| What the task requires |
Check every line of the material below for "search". Give the number of lines that have it, and only that.

===== Data to use =====

PR #1432, opened 2015-08-10
fxos 1.1 search form submit issue (bug 1186089)

spasovski:
The full bug goes into detail on other issues with the search layout (flexbox on 1.1) but this was the most critical part of the bug - broken search functionality.

### DIFF
--- a/src/media/js/views/search.js
+++ b/src/media/js/views/search.js
@@ -145,6 +145,16 @@ define('views/search',
         ]);
     }));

=====

| Problem solution |
5